--- WHAT YOU WILL DO ---
Scan the entries for lines containing the string "helpful". Reply with how many there are, and nothing else.

[Saved data entries]
= Beginning of Section =
PR #405, opened 2020-05-20
Linear Response Hubbard U Workflow

guymoore13:
## Summary

This is a "work in progress" pull request for linear response LDA+U VASP workflow for calculating Hubbard U values based on the work of Cococcioni et. al.

* Addition of get_linear_response_u function to obtain linear response workflow
* Update of LinearResponseUSet & LinearResponseUFW based on Martin Siron's ( @mhsiron ) original additions
* Addition of LinearResponseUToDb firework
* Temporary PoscarPerturb class inherited from Poscar to allow individual sites to be designated as separate species
* Linear response at multiple sites
* Spin-polarized response (+ Hund J)


guymoore13:
Hi Matt and Jason (@mkhorton & @munrojm),

It's still a work in progress, but here is the initial pull request for the linear response Hubbard U workflow.

I look forward to receiving your feedback!

Thank you,
Guy

mkhorton:
Thanks @guymoore13 ! We'll take a look :)

mkhorton:
Hi Guy, haven't had time to do a full review yet, but wondering why it's necessary to duplicate the `Poscar` init? likewise a lot of duplicated code seems to be in the LinearResponseUSet `incar` property.

mkhorton:
> I will think about a way around using the regex statements. Do you think that it would be more robust to query using the distinguishing VASP parameters themselves (i.e. ICHARG, ISPIN, etc.)?

Yes, though to be fair I've used the regex method myself.

guymoore13:
I've removed the regex query and provided an option for non-spin polarized calculations. It needs a bit more testing but once that's verified it should be ready to go.

mkhorton:
Fantastic, thanks @guymoore13 !

guymoore13:
I'll use this testing as an opportunity to cleanup the previous runs and organize the analysis FWs within the database!

mkhorton:
You can also change the number of decimal places with `assertAlmostEqual`, a value of 4 or 5 decimal places should be more than sufficient and avoid machine precision issues.

guymoore13:
Thank you @mkhorton, it looks like the check finally passed for `py3test`. But maybe I should lower the precision anyways to avoid these issues for future edits(?) The recent change is that I updated the test function to check the U (&J) values computed using the different matrix inversion methods. I think that it is ready to be merged, despite the `py3devtest` fail that I may have mentioned to you. However, it appears to be an "KeyError: 'ENAUG'" issue. It appears to be elsewhere in the code, but I can't tell if this is because of something I changed.

mkhorton:
Yes, I think that's related to some changes from Ryan's SCAN workflow on the pymatgen side. I think it might have been fixed with the latest version of pymatgen, but in any case it's unrelated. Unfortunately, sometimes changes in pymatgen can cause resulting test failures in atomate which it did in this case.

mkhorton:
And agreed, lowering the precision sounds sensible regardless, though glad they're passing!

guymoore13:
Oh okay thank you. That's unfortunate, but good to know. 

Also, I should mention that the `sample_trials.json` file that I used for the analysis test is quite large (over 40 MB). I tried to whittle out the large components, such as the serialized LOCPOT, but it still seems comparatively large.

guymoore13:
I can cut out the parts of the OUTCAR that I'm not using, and the parent (non spin polarized) tasks that aren't used in the analysis.

mkhorton:
I'm not seeing `sample_tasks.json` just `sample_tasks_multisite_spinpolarized.json`, but have you tried using `dumpfn` with `.gz` at the end of your filename? It should reduce file size ~ 10x, would be easier than manually trimming the OUTCAR which will be a pain if you ever need to re-generate the test files.

guymoore13:
Yes, sorry I meant `sample_tasks_multisite_spinpolarized.json`. Oh that's very good to know, thank you for the tip. I just used `json.dump`, but I will try again with the GNU zip extension.

guymoore13:
I believe that this PR is ready to merge if you think that if you think that the code meets the appropriate standards

mkhorton:
Thanks @guymoore13! I'll have another look through (and I'll test the latest version) and then maybe, @utf would you be willing to do a final review before merging?

Would it be possible to paste a sample output document into this issue too? I think it may be helpful for discussion.

guymoore13:
Thank you Matt for your quick reply. What do you mean by "output document"? Would this be a sample output of the analysis firework?

mkhorton:
Yes, to be more precise a sample document from `HubbardHundLinRespToDb`

mkhorton:
e.g. the one generated by the current test

guymoore13:
Thanks, and sure thing. I've attached the document in `json` format (as a .txt) for the output of that example (LiNiPO4). I've included the full document, but please let me know if you would like it in a more readable format.
[sample_tasks_multisite_spinpolarized_OUTPUT.txt](https://github.com/hackingmaterials/atomate/files/5234107/sample_tasks_multisite_spinpolarized_OUTPUT.txt)

atomate/vasp/workflows/base/hubbard_hund_linresp.py
```diff
@@ -0,0 +1,639 @@
...
+__status__ = "Production"
+__date__ = "February 2020"
+
+__hubbard_hund_linresp_wf_version__ = 0.0
+
+module_dir = os.path.join(os.path.dirname(os.path.abspath(__file__)))
+
+
+def get_wf_hubbard_hund_linresp(
+        structure, uis,
```
mkhorton, line 50: `uis` could be spelled out, should also be optional (default provided in body of `__init__`)

atomate/vasp/workflows/base/hubbard_hund_linresp.py
```diff
@@ -0,0 +1,639 @@
...
+        relax_nonmagnetic=True,
+        spin_polarized=True,
+        applied_potential_range=[-0.2, 0.2],
```
mkhorton, line 53: Mutable default argument is dangerous, should be `(-0.2, 0.2)`

atomate/vasp/workflows/base/hubbard_hund_linresp.py
```diff
@@ -0,0 +1,639 @@
...
+        c=None):
+    """
+    Compute Hubbard U (and Hund J) on-site interaction values using GGA+U
+    linear response method proposed by Cococcioni et. al.
+    (DOI: 10.1103/PhysRevB.71.035105)
+    and the spin-polarized response formalism developed by Linscott et. al.
+    (DOI: 10.1103/PhysRevB.98.235157)
+
+    Args:
+        structure:
```
mkhorton, line 68: Some arguments not documented, or inconsistent with method signature

atomate/vasp/workflows/base/hubbard_hund_linresp.py
```diff
@@ -0,0 +1,639 @@
...
+        spin_polarized: Perform spin-dependent perturbations
+        applied_potential_range: Bounds of applied potential
+        num_evals: Number of perturbation evalutaions
+        uis: user INCAR settings (must set LMAXMIX, i.e. uis = {"LMAXMIX": 4})
+        site_indices_u: List of site indices within
+    Structure indicating perturbation sites
+        species_u: List of names of species (string)
```
mkhorton, line 75: `species_u` could be elevated, and made more explicit that user is expected to provide `species_u` or `site_indices_u`

atomate/vasp/workflows/base/hubbard_hund_linresp.py
```diff
@@ -0,0 +1,639 @@
...
+    of sites to perturb; First site of that species
+    is selected in the structure
+        use_default_uvals: Use the default U values
```
mkhorton, line 78: `use_default_uvals` could perhaps be more general, e.g. so user can provide specific U values to use for other sites (this would just get passed into `user_incar_settings` ultimately, so perhaps this isn't necessary if the user can set the default uvals via `uis`)

atomate/vasp/workflows/base/hubbard_hund_linresp.py
```diff
@@ -0,0 +1,639 @@
...
+    for non-perturbed sites
+        parallel_scheme: 0 - (default) self-consistent (SCF)
```
mkhorton, line 80: More description of `parallel_scheme` would be useful, e.g. why should someone use `0` or `1`

mkhorton:
@utf do you have any comments on this PR, especially anything that would be a roadblock to getting it merged?

atomate/vasp/workflows/base/hubbard_hund_linresp.py
guymoore13: I left `uis` as a required input due to the fact that `LMAXMIX` must be specified by the user. However, should I add some simple logic to set LMAXMIX=4 if a d-block, LMAXMIX=6 if a f-block, element is present in the input `Structure`?

guymoore13: I've added a simple statement to `__init__` to set `LMAXMIX`, but please let me know if you have a better solution

mkhorton: Setting automatically based on d/f seems ideal

atomate/vasp/firetasks/parse_outputs.py
```diff
@@ -775,6 +776,590 @@ def run_task(self, fw_spec):
...
+            struct = Structure.from_dict(
+                d["calcs_reversed"][-1]["output"]['structure'])
+
+            incar_dict = d['calcs_reversed'][0]['input']['incar']
+            outcar_dict = d['calcs_reversed'][0]['output']['outcar']
+
+            # Check if task is used in LR analysis
+            use_calc = False
+            rkey = ""
+            if int(incar_dict["ICHARG"]) == 11:
```
mkhorton, line 857: This line caused a KeyError on testing. Using `.get()` allows for the logic to work even if the key is not specified.

Also, a more compact way of writing lines 857:866 might be:

```
use_calc = (int(incar_dict.get("ICHARG") == 11) or (relax_nonmagnetic and int(incar_dict.get("ISPIN")==2)
```

(This isn't more or less right, just personal preference)

atomate/vasp/firetasks/parse_outputs.py
```diff
@@ -775,6 +776,590 @@ def run_task(self, fw_spec):
...
+        keys = ['Ground state', 'NSCF', 'SCF']
+        response_dict = {'Ground state': {}, 'NSCF': {}, 'SCF': {}}
+        perturb_dict = {}
+
+        magnet_order_gs = None
+
+        for key in keys:
+
+            for i in range(num_perturb_sites):
+                response_dict[key].update({'Vup_site'+str(i): [],
```
mkhorton, line 823: There might be a better way of structuring this. In general, encoding multiple bits of information in a dict key is not ideal, since it then has to be re-parsed later to get information out (eg the perturbed site index here).

An alternative would be a more nested dictionary using the site index as a key too.

Since such a dictionary can be verbose to construct, and since `pydash` is in the `atomate` requirements, an alternative syntax can be:

```
from pydash import set_
response_dict = {}
```

and then, later, when you want to use this you can use:

`_set(response_dict, [key, 'Vdn_site', i], val_to_set)`  # returns {key: 'Vdn_site': i: {val_to_set}

atomate/vasp/firetasks/parse_outputs.py
```diff
@@ -775,6 +776,590 @@ def run_task(self, fw_spec):
...
+                        response_dict[rkey]['Ndn_site'+str(i)].append(n_dn)
+                        response_dict[rkey]['Ntot_site'+str(i)].append(n_tot)
+                        response_dict[rkey]['Mz_site'+str(i)].append(m_z)
+
+                        response_dict[rkey]['Vup_site'+str(i)].append(v_up)
+                        response_dict[rkey]['Vdn_site'+str(i)].append(v_dn)
+
+                        response_dict[rkey]['magnetic order'].append(magnet_order)
+
+                except Exception as exc:
```
mkhorton, line 922: This `Exception` is a little too broad; why might the above code fail?

atomate/vasp/firetasks/parse_outputs.py
guymoore13: I'll see what I can do. The reason I had it in that form was because I am setting `rkey` and `is_gs`, in addition to `use_calc`. I'll try to make the logic cleaner that ends at line 880. Thank you!

guymoore13: I changed the logic at lines 861-866 to 

`use_calc = (not relax_nonmagnetic) or (relax_nonmagnetic and int(incar_dict.get("ISPIN"))==2)`

atomate/vasp/firetasks/parse_outputs.py
guymoore13: You're absolutely right, I'll do some tests with that `Exception` removed.

atomate/vasp/firetasks/parse_outputs.py
guymoore13: That's a great point. I think that I was trying to keep them on the same level as `'magnetic order'`. I'll change that.

atomate/vasp/firetasks/parse_outputs.py
```diff
@@ -775,6 +776,652 @@ def run_task(self, fw_spec):
         # a builder to put it into materials collection... -computron
         logger.info("Thermal expansion coefficient calculation complete.")
 
+@explicit_serialize
+class HubbardHundLinRespToDb(FiretaskBase):
```
utf, line 780: The code quality looks good here, but it is very difficult to follow along because there is so much code in a single function.

Can you separate out the internal functions and put them in their own file (e..g, `atomate/vasp/analysis/linear_response.py`) and make sure that they have their own docstrings.

Furthermore, can you create new functions for distinct parts of the code. E.g., if you have a lot of code inside a loop, you can move the code inside the loop to a new function and just call the function in the loop.

In general, each function shouldn't be more than say 50 lines long otherwise they get unwieldy.

atomate/vasp/workflows/base/hubbard_hund_linresp.py
utf: Has this been resolved?

atomate/vasp/workflows/base/hubbard_hund_linresp.py
utf: Can you fix this too.

atomate/vasp/workflows/base/hubbard_hund_linresp.py
```diff
@@ -0,0 +1,655 @@
...
+__email__ = "gmoore@lbl.gov"
+__status__ = "Production"
+__date__ = "February 2020"
+
+__hubbard_hund_linresp_wf_version__ = 0.0
+
+module_dir = os.path.join(os.path.dirname(os.path.abspath(__file__)))
+
+
+def get_wf_hubbard_hund_linresp(
```
utf, line 50: There is a similar situation here. This function is too long and should be refactored into separate functions. As it stands it is really difficult to follow along.

utf (commented):
Hi @guymoore13,

In general I think this looks really nice and will be an excellent addition to atomate. To improve the readability of the code, your long functions will need to be refactored into smaller, more focused sub functions. I've written more information in the individual comments.

Best,
Alex

mkhorton:
@Zhuoying this one should also be ready to merge, it went through a few rounds of review with @utf.

Zhuoying:
@guymoore13 Thanks for chunking the codes into small functions. 
It seems the CircleCI failed because of a timeout issue. So I will merge it for now.
@mkhorton @utf Thanks for the review.

guymoore13:
Thank you very much for merging @Zhuoying. And thank you @mkhorton and @utf again for all of your helpful feedback in the process.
= End of Section =
--- EXERCISE SOLUTION ---
2